For the interviews I did I asked questions relating to these nodes and noticed that I was able to get a holistic view of the system in question from my various respondents. I was able to use this model to see emerging patterns and felt that I got a very thorough and well rounded understanding of the state of play as well as the different needs and motivations of my respondents. I found it a very valuable tool to help guide my research and analysis.

OK….so how is all this theoretical academic stuff to UX?

These days IT systems never function within a bubble. Particularly with the fact that many people access IT systems in multiple contexts using multiple devices. For example mobile applications usually need to be divided for fragmented attention, they need to be able to picked up and put down at any given moment, and they are often used in social situations, and these devices also often “socialise” with other devices too! Perhaps we need to think more about the dimensions Activity Theory posits? How do social factors influence the contexts of your products use? It’s not really about the relationship between a “user” and a “system” now really is it?

Nardi maintains that “activity cannot be understood without understanding the role of artifacts in everyday existence, especially the way that artifacts are integrated into social practice” (Nardi, 1996, p.14). Activity Theory provides a framework to do research to inform the design of new IT systems whereby by taking the perspective of different actors within the system, a subjects’ view can compliment a systems’ view….. yielding a more detailed picture of the different contexts and actors that you are designing for.

It is in this way, Activity Theory offers a complimentary theoretical framework to consider computer supported activities and HCI research.

References

Engestrom, Y. 1999, Perspectives on Activity Theory, Cambridge     University Press, Cambridge, UK.

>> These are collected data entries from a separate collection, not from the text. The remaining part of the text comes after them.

PR #747, opened 2023-10-27
Change internal presense of the Grid, eliminating `_grid`

christianparpart:
This is the follow-up PR to PR #707.

### DIFF
--- a/src/frequenz/sdk/microgrid/_data_pipeline.py
+++ b/src/frequenz/sdk/microgrid/_data_pipeline.py
@@ -21,9 +21,9 @@ from frequenz.channels import Broadcast, Sender
 from ..actor._actor import Actor
 from ..microgrid.component import Component
 from ..timeseries._grid_frequency import GridFrequency
+from ..timeseries.grid import Grid
+from ..timeseries.grid import get as get_grid
 from . import connection_manager
-from ._grid import Grid
-from ._grid import get as get_grid
 from .component import ComponentCategory
 
 _logger = logging.getLogger(__name__)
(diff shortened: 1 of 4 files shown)


src/frequenz/sdk/microgrid/grid.py
shsms, line 1: Can't believe that this works, because now there's two `microgrid.grid` things - one a module, other a function.  If you remember, this was the reason we renamed the file to `_grid` originally.  Maybe you meant to move it to `timeseries.grid`?

christianparpart: yeah, i'll adapt it, it is really interesting that the tests PASSED locally (!). I'm not done yet (apparently) :-)

src/frequenz/sdk/microgrid/_data_pipeline.py
```diff
@@ -21,9 +21,9 @@
 from ..actor._actor import Actor
 from ..microgrid.component import Component
 from ..timeseries._grid_frequency import GridFrequency
+from ..timeseries.grid import Grid
+from ..timeseries.grid import get as get_grid
```
daniel-zullo-frequenz, line 25: This can probably be done on the same line:
```suggestion
from ..timeseries.grid import get as get_grid, Grid
```

daniel-zullo-frequenz (commented):
Only have an optional comment to check for and LGTM

src/frequenz/sdk/microgrid/_data_pipeline.py
christianparpart: `isort` will complain then. So I reverted that again.

daniel-zullo-frequenz (approved):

Kaptelinin, V., Nardi, B. 2006, Acting with Technology: Activity Theory and Interaction     Design, MIT Press, London, England.

Kutti, K. 1996, “Activity Theory as a potential framework for Human-Computer-Interaction     Research” in Nardi, B. (ed) 1996, Context and Consciousness: Activity Theory and     Human Computer Interaction, MIT Press, London, England, pp 16-44.

Nardi, B. (ed.) 1996, Context and Consciousness: Activity Theory and Human Computer Interaction, MIT Press, London, England.

Starr, S.L. & Griesemer, J.R. 1989,’Institutional Ecology,‘Translations’ and Boundary     Objects: Amateurs and Professionals’ in Berkeley’s Museum of Vertebrate Zoology,     1907-39’, Social Studies of Science, vol. 19, pp. 387-420.

Suchman, L., 1983, “Office procedure as practical action: Models of work and system     design.”, ACM Transactions on Office Information Systems, vol. 1, no. 4, pp     320-328.